Admittedly I do not have a direct pulse on all the community pain points, but maybe this is the time to start discussing more about what a ‘modern’ analysis workflow looks like, and what tooling gaps exist to make it easier to succeed.

@MikeKSmith is there a location where such user feedback and design discussions are curated.

For example, off the top of my head, things I’d find value in are like:

  • managing data across rmd files that is referenced in many of them (say 1 file per run, need original data in each)
  • better representation with more control over the run records to see all models/settings available across project runs
  • PsN clean levels not ideally suited to more customized globbing/file matching control for selectively cleaning folders
  • easily generating ‘publication-ready’ tables of specific run combinations (base model --> cov model x/y/z --> final model)
  • scaffolding out common models/parameter structures and linking to data (stop manually generating $INPUT)
  • better integration with version control systems (common gitignore settings, history pruning, bundling all outputs from a run to specific commit message)
  • esp. for larger organizations/teams, providing tooling for managing project structure/directories/data access and control

whereas,personally I would never use the direct submission scripts like bootstrap_PsN (given reasons such as outlined above), and often I want to submit into some queue system (SGE) anyway.

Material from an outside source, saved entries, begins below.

Issue #424, opened 2016-02-25
Improve the release process


ColinEberhardt:
We need to know:
 - [x] When a user reports an issue, which version it relates to
 - [x] Provide documentation of the install process (where is it installed to?)

owennw:
Interestingly, because of the way we're hosting that app at the moment, there's only one version a user can use. What is our plan for hosting the app for a release?

ColinEberhardt:
I think github pages is fine for release.

Even though a user can only see one version, it would make sense to track the version that a bug was reported against. Something like help -> about (but less ugly!)

WPFerg:
@ColinEberhardt Where should the install process documentation go? `README.md`?

ColinEberhardt:
@WPFerg yeah, README makes sense.

I think the outline of this file should be roughly as follows:

- A very brief overview of what this project is in just a few sentences, maybe a screenshot
- End-user documentation, i.e. installation instructions
- Developer documentation (the current README contents, although the use of `--target` needs to be included!)

WPFerg:
Re `target`: #448, but I'll add screenshots/installation instructions :smile:

WPFerg:
#453 and #443 solve this.

PR #443, opened 2016-02-26
Add version info

WPFerg:
Adds a version number in the lower left corner for #424 
image

### DIFF
--- a/src/sidebars/sidebar.less
+++ b/src/sidebars/sidebar.less
@@ -35,6 +35,16 @@
   -webkit-animation-name: favourites;
 }
 
+.version {
+  bottom: 15px;
+  left: 70px;
+  position: absolute;
+  color: @icon-colour;
+  font-weight: @font-light;
+  font-size: 11px;
+  cursor: default;
+}
+
 .favClosed {
   bottom: 15px;
   left: 246px;
--- a/src/sidebars/version-directive.js
+++ b/src/sidebars/version-directive.js
@@ -1,12 +1,13 @@
 (function() {
     'use strict';
+    const VERSION = {version: '8.0.0'};
 
     angular.module('openfin.version')
-        .value('version', '0.1.0')
+        .value('version', VERSION)
         .directive('insertVersion', ['version', (version) => {
             return {
                 restrict: 'A',
-                template: version
+                template: version.version
             };
         }]);
 }());
--- a/src/sidebars/version-directive.js
+++ b/src/sidebars/version-directive.js
@@ -1,0 +1,12 @@
+(function() {
+    'use strict';
+
+    angular.module('openfin.version')
+        .value('version', '0.1.0')
+        .directive('insertVersion', ['version', (version) => {
+            return {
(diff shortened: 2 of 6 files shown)


src/sidebars/version-directive.js
```diff
@@ -0,0 +1,12 @@
+(function() {
+    'use strict';
+
+    angular.module('openfin.version')
+        .value('version', '0.1.0')
```
owennw: What's the rationale behind this number? And do we plan on the release grunt task to automate incrementing it, or will it be manual?

src/sidebars/sidebar.less
```diff
@@ -35,6 +35,16 @@
...
 
+.version {
+  bottom: 15px;
+  left: 70px;
+  position: absolute;
+  color: @icon-colour;
+  font-weight: @font-light;
+  font-size: 11px;
+  cursor: default;
+}
```
owennw: Is it worth getting this signed off by Rui?

src/sidebars/version-directive.js
WPFerg: No real rationale, just a number sub-1 since we're not on public release yet (and it'll change shortly anyway). I'll look into grunt tasks for releasing.

src/sidebars/sidebar.less
WPFerg: I'm not sure, it's just a small number in a corner of the page, but I'm happy to do so

owennw: Yeah just a quick skype message and pointing him to this issue I guess.

akhmorgan: It's a very minor fix to take it out or change it if he doesn't like it. So I'd say merge first, ask questions later in this case

src/sidebars/version-directive.js
akhmorgan: I'd say that grunt should increment this. Devs will no doubt forget at least once.

WPFerg: There's a grunt task that I've spotted that does this and also tags Git appropriately with releases, maybe it's worth using that?

bjedrzejewski: @WPFerg I strongly believe that we should match this number to our GH number, not sub it artificially. I don't see a problem with a first release being version 11.0.0 or something like this. Otherwise this number doesn't help much.

src/sidebars/sidebar.less
bjedrzejewski: @akhmorgan agreed

src/sidebars/version-directive.js
WPFerg: @bjedrzejewski No problem. If this grunt task works, that's what it'll default to, anyway

WPFerg: Added the bumper. I've kept it separated from `deploy`, since I can't verify it works, but `grunt release` bumps the version.

owennw:
I'm going to take it on faith that this works, as testing it isn't the easiest..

That said, having an api that makes it easy to access/consume psn’s multitude of customizations and generate the script values (bootstrap run001.mod -clean=2 .....) that I could then do what I will the resulting string opens up so many more avenues - direct submission, submit to a queue, submit to an api endpoint, etc.

I don’t want to belabor the points further, or take away from the efforts Mike et al have made so far, I just hope that the future of these efforts are not “we’ve now wrapped features x/y/z for the sake of being able to”, rather are driven by open dialog built around community feedback to say - people are most frustrated with 1/2/3 and we’ve taken a crack at solving those pain points with features a/b/c.


#6

Thanks for the response Devin.

To answer the question “Where user feedback and design discussions are curated…” I’m happy for anybody to contribute and submit GitHub Issues for rspeaksnonmem. Even if it’s feature requests or questions about workflow, it’ll help collate them and we can discuss for future development or implementation. On the more general topic of pharmacometrics workflow I guess here on discuss.go-isop.org is a good place to capture that.

Markdown is a good way of capturing and documenting results of a single NONMEM run - as you might in a lab notebook. Typically you’d want to present convergence information, parameter estimates with their associated uncertainty and some model diagnostics, numeric and/or graphical. I agree that judicious use of caching results would be good so that minor changes to text doesn’t involve re-running the whole model. I agree that extending this to embed running of all models in an analysis in markdown is overkill… Markdown or LaTeX has advantages for final reporting though - pulling in model outputs, creating figures and tables - which means that you don’t have to copy-paste or worry about whether your tables / figures are consistent with the latest runs of the models. This assumes though that you have run the model already…

Your “value” statements ring true with my own thoughts. rspeaksnonmem could address some of these, but I see more power when it’s used in combination with other tools for version control, job submission and management and provenance / metadata management i.e. tracking inputs / outputs and relationships between runs or models. In our typical analysis “tree” the path to the final model is seldom linear. We need tools to help us capture what we did and what we found for each model, but also tools that help us to look back from the final model to its lineage, re-run in the event of late-breaking changes to data or inputs, and show that our findings can be reproduced or replicated by a third party if required.